I recently ran into a situation where I needed a test file of a specific size. This task is relatively straightforward; however, the catch was that the file had to contain valid text because the test case did a MIME type validation check. This article covers how easy and difficult it can be.

Generate a file with a specific size on Unix

Note

I’ll not get into the semantics of Unix vs. Linux vs. macOS. I defer to the discussion of the subject in askubuntu for that debate.

As with many technical things, it’s relatively easy on Linux using base64 and head with a pipe:

base64 -w 0 /dev/urandom | head -c 18M > output.txt

macOS is just as easy, although the -w flag isn’t needed because it defaults to 0:

base64 /dev/urandom | head -c 18M > output.txt

What is this doing? We’re using base64 to take the binary data from /dev/urandom and encode it into printable characters. The -w 0 flag tells base64 not to wrap the output every 76 characters (the default so that it fits in a standard-sized terminal window).

Next, we pipe the output through to head and use it to print only the first 18 MiB, then output that to a file.

Why is all of this important? Because the file we’re reading from is /dev/urandom, which is a device file that collects entropy from various system sources to serve as a pseudorandom number generator. Device files aren’t files per se but rather an interface to a driver; in this case, the pseudorandom number generator.

Because it’s not a “file,” it doesn’t have a file size.

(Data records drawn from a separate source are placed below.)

Issue #3598, opened 2026-09-03
Design a real-time block-streaming client capability for Block Node to Block Node replication


Nana-EC:
Part of #3597

### Story Form

As a Block Node maintainer
I want a reviewed design document for how a Block Node can continuously and reliably receive blocks in real time from another Block Node
So that implementation work can proceed from a shared, well-understood approach rather than ad hoc decisions made during coding

### Technical Notes

This ticket's deliverable is a written design document, not code.

The Block Node currently pulls blocks from peer Block Nodes only through the backfill capability, which detects gaps on a timer and fetches them in bounded batches. The goal described in the parent epic is a complementary capability: a Block Node acting as a client that maintains a live streaming connection to a peer Block Node's block-stream subscription endpoint, continuously receiving blocks in real time rather than on a polling interval.

The design document should propose an approach and address at least the following:

- **Peer configuration**: how an operator configures one or more candidate peer Block Nodes to receive from, including how preference/priority among them is expressed.
- **Source selection and failover**: how the system chooses which configured peer to actively receive from, and how/when it switches to a different one. This should distinguish a peer that has become unavailable (e.g., disconnected or erroring) from one that is still connected but performing poorly (e.g., meaningfully delayed relative to real time), and should describe whether/how a previously-abandoned peer can be reconsidered later.
- **Pipeline integration**: how blocks received this way are integrated into the Block Node's existing ingestion, verification, and storage pipeline so they are treated consistently with blocks obtained through any other path.
- **Relationship to backfill**: how this capability's responsibilities are scoped relative to the existing backfill capability so the two do not duplicate effort or conflict, including how a large existing backlog (a node starting out far behind a peer) is expected to be handled.
- **Configuration, observability, and testing**: the relevant configuration surface, metrics/logging needed for operators to understand current source and switch history, and the testing strategy (unit and end-to-end) that will be used to validate the approach.

### Acceptance Criteria

- [ ] A design document addressing the areas above is written and merged into the repository's design documentation.
- [ ] The document is detailed enough that implementation work can be scoped into concrete follow-up issues without further design decisions being made ad hoc.
- [ ] The document explicitly calls out any open questions, risks, or assumptions that still need validation during implementation.

Issue #3597, opened 2026-09-03
Epic: Real-time block streaming client plugin


Nana-EC:
### Goal

Enable a Block Node to receive blocks from another Block Node in real time over a live streaming connection, so that deployments which need to closely mirror another Block Node's data are not limited by the delay inherent in periodic gap-fill polling.

### Intention

Today, a Block Node can only pull blocks from peer Block Nodes through the backfill capability, which periodically scans for gaps in its stored block sequence and fetches them in bounded batches. This works well for closing historical gaps, but it is fundamentally a polling model with scan-interval and per-batch latency built in. External consumers of a Block Node's block stream, such as Mirror Nodes and other subscribers, already benefit from lower-latency access by opening a single subscription and consuming blocks as they arrive. This epic covers giving a Block Node the same capability with respect to another Block Node: the ability to act as a client that opens and maintains a live streaming connection to a peer Block Node's block-stream subscription endpoint, continuously receiving and ingesting blocks as they become available, and doing so reliably across a configured set of candidate peers.

### Considerations

- This capability should complement, not replace, the existing backfill capability. Backfill's periodic, multi-peer gap-filling role should remain intact; the two should be able to run together without duplicating effort or conflicting.
- A Block Node adopting this capability may start out significantly behind a peer's current tip and need to catch up a large backlog in addition to staying live going forward. The design should account for both cases.
- Peer Block Nodes should be configurable as a set of candidate targets (not just a single fixed endpoint), so an operator can express preferred and fallback sources. The existing configuration approach used for peer targets elsewhere in the Block Node is a reasonable starting point for consistency, but the final configuration model is left to the design phase.
- The system should optimize for availability and low latency when choosing which peer to receive from, and should be able to detect and react when its current source becomes unavailable or is performing poorly (e.g., meaningfully delayed relative to real time), switching to a healthier alternative.
- Blocks received this way must be integrated into the Block Node's existing ingestion, verification, and storage pipeline like blocks obtained through any other path, and operators should have enough observability (logging/metrics) to understand which peer is currently the active source and why a switch occurred.

### Technical Details

The Block Node already exposes a block-stream subscription service used by external consumers (e.g., Mirror Nodes) to receive historical and live blocks over a single streaming connection. This epic is about consuming that same kind of capability as a client, against another Block Node, rather than about changing what is exposed to external consumers.

### Tasks and Features

[...]

PR #3635, opened 2026-09-09
docs: design for real-time block streaming client plugin

rockysingh:
## Summary

Design document for a new BN-to-BN real-time streaming client plugin (Story #3598, Epic #3597).

The plugin consumes a peer Block Node's `BlockStreamSubscribeService.subscribeBlockStream` RPC as an open-ended live tail (`end_block_number = uint64_max`), enabling cross-BN replication for deployments where the receiving BN is not directly connected to consensus node publishers. It complements the existing `BackfillPlugin` by owning the live edge while backfill continues to handle historical gaps.

Document covers:

- **Peer configuration** via the shared `BlockNodeSource` PBJ message (which already carries a purpose-built `subscribe_port` field).
- **Source selection and failover** reusing `PriorityHealthBasedStrategy` with a client-side stale-watchdog for "meaningfully delayed" peers.
- **Pipeline integration** via `BlockMessagingFacility.sendBlockItems`, making replicated blocks look identical to directly-published blocks so downstream verification, persistence, archive and subscriber fan-out all pick them up automatically.
- **Coexistence with `StreamPublisherPlugin`** enforced as a hard mutex at `init()` (the item ring's single-producer contract requires this).
- **Startup and reconnection** semantics.
- **Configuration, metrics, exceptions, security, acceptance tests**, and open design questions.

`docs/design/streaming/subscribe-client-plugin.md`.

## Test plan

- [x] Design claims cross-checked against `BlockMessagingFacility.java`, `block_stream_subscribe_service.proto`, `block_node_source.proto`, and the existing Backfill + Bootstrap-RSA plugin implementations.
- [ ] Reviewer sanity check on the injection-point decision (item ring vs new notification type) and the mutex-with-StreamPublisher constraint.

### DIFF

So we’re indirectly asking the pseudorandom number generator how many bytes of data we want.

Running it looks like this:

[jose@webdevbox Documents]$ base64 -w 0 /dev/urandom | head -c 1024 > output.txt

And the output looks like this:

NLnCSJJoKUO6F+XR3xEDL/ktlz6hsyGwHewSumRpB9BI/8R7UL+kZ4h54Fg3CRAqqWaABxmqzCNLMqE8oy3xMlSBwk9pe44wJTs75QhT4QFuUfupYWFxJA

We can use file to confirm it’s really a text file:

[jose@webdevbox Documents]$ file --mime-type output.txt
output.txt: text/plain

Yeah, Unix’s kids are great, but what about Windows?

Generate a file with a specific size on Windows

Rather than /dev/urandom, Windows has an abstraction layer to a set of dynamically linked libraries for cryptography called Microsoft CryptoAPI which we don’t use directly. Instead, Cryptographic Service Providers typically use it as part of their service’s security.

As a result, the CryptoAPI is only accessible in source code, often with the CryptGenRandom function. That’s great if you’re using a supported programming language, but not as good for a simple script.

The equivalent RandomNumberGenerator class does exist in .NET, and we can use it in PowerShell to get an array of random bytes with the GetBytes method. However, using it to get 18 MiB of random bytes, then converting them to ASCII is too involved and inefficient.

Luckily, there’s another way by using GeneratePassword that condenses down to this PowerShell one-liner which makes about a 14 MiB file:

1..100000 | % { [System.Web.Security.Membership]::GeneratePassword(70, 3) } >> .\output.txt

So, how does it work? With the above parameters, the GeneratePassword method creates a 70-character password with at least three non-alphanumeric characters. It then makes a hundred thousand of these passwords and outputs them to a file.

However, it’s not very accurate or user-friendly. The actual filesize is 14400002 bytes or approximately 13.7 MiB:

PS C:\Users\User\Documents\Dev\projects\docs\website\techbit> ls


Directory: C:\Users\User\Documents\Dev\projects\docs\website\techbit

Mode                 LastWriteTime         Length Name
----                 -------------         ------ ----
-a----          5/8/2022   9:00 PM       14400002 output.txt

So, I sought to create a proper script that’s more user-friendly and accurate. It turns out that a “proper” PowerShell script is a module. Therefore, convention dictated that I create a PowerShell module called Write-RandomText that accepts a filesize in MiB and a filename, then makes the file with those parameters:

PS C:\Users\User\Documents\Dev\projects\powershell\PowerShell-tutorials> Import-Module .\src\modules\Write-RandomText\Write-RandomText.psm1
PS C:\Users\User\Documents\Dev\projects\powershell\PowerShell-tutorials> Write-RandomText 18 output.txt
PS C:\Users\User\Documents\Dev\projects\powershell\PowerShell-tutorials> ls


Directory: C:\Users\User\Documents\Dev\projects\powershell\PowerShell-tutorials


Mode                 LastWriteTime         Length Name
----                 -------------         ------ ----
-a----         5/21/2022   4:34 PM       18874368 output.txt

It generates a 18874368-byte file, which is exactly 18 MiB.

Convoluted? Yes. Are there better ways? Probably. However, creating a solution is how Windows forces you to learn more. At least, that’s what I keep telling myself is a good reason to keep using Windows.


May 21, 2022 Update: Fixed some typos and readability, but mainly fixed the accuracy of the Write-RandomText module.